Peniel College
- Former names: Texas Holiness University, Peniel University
- Type: Private
- Active: 1899–1920
- Affiliations: Nazarene
- Location: Peniel, Texas, United States
- Campus: Rural;

= Peniel College =

Christian college in Texas

Peniel College was a Nazarene college located in Peniel, Texas. It has since closed.

==History==
Peniel College began as Texas Holiness University, founded by B. A. Cordell and E. C. DeJernett founded in 1898. It was then established on a 37-acre campus in 1899 by A. M. Hills and a small holiness community at Holiness, later called Peniel and now part of Greenville, Texas. It was sponsored by the Holiness Association of Texas, but the association disbanded in 1910 after many of its members united with the Church of the Nazarene. The school then became one of the first three "official" Nazarene educational institutions in 1908, supported by the Dallas District Church of the Nazarene, and the name was changed to Peniel College. In 1920, the college merged with Oklahoma Nazarene College in Bethany, Oklahoma, which was then renamed "Bethany-Peniel College".

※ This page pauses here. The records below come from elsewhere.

PR #421, opened 2022-09-20
Update setWindowSize & other window manager functions to ignore callback

deprilula28:
## Description
Currently, when resizing the window using the API call (`setWindowSize`) calls the event callback, but the result is unused as it doesn't stop the resize; Then, the event callback is called again, potentially with a new size including window borders and other possible calculations from Windows.

The maximum size returned by the surface capabilities should be taken into account when recreating the swapchain, as is done in the sister PR.

Sister PR: https://github.com/Devsh-Graphics-Programming/Nabla-Examples-and-Tests/pull/19

## Testing 
Example 09 was tested to not log the resizes twice.

### DIFF
--- a/include/nbl/ui/CWindowManagerWin32.h
+++ b/include/nbl/ui/CWindowManagerWin32.h
@@ -62,8 +62,22 @@ class CWindowManagerWin32 : public IWindowManager
 
 		inline bool setWindowSize_impl(IWindow* window, const uint32_t width, const uint32_t height) override
 		{
+			// Calculate real window size based on client size
+			RECT clientSize;
+			clientSize.left = 0;
+			clientSize.top = 0;
+			clientSize.right = width;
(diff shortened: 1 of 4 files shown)


include/nbl/ui/CWindowManagerWin32.h
```diff
@@ -256,6 +270,43 @@ class CWindowManagerWin32 : public IWindowManager
 				{
 				}
 
+				// TODO where should this be
+				static DWORD getWindowStyle(IWindow::E_CREATE_FLAGS flags)
```
Erfan-Ahmadi, line 274: @devshgraphicsprogramming

Erfan-Ahmadi: Devsh said: You could move it into Win32 window class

Peniel's presidents included A. M. Hills, Edgar Ellyson (1907–1911), Roy T. Williams (1911–1913), J. B. Chapman (1913–1918), and A. K. Bracken, who took the presidency at Bethany-Peniel College in 1920.

==Legacy==
Founded in 1909, Oklahoma Holiness College, called Oklahoma Nazarene College when it absorbed Peniel College, took on the founding date of Texas Holiness University (1899).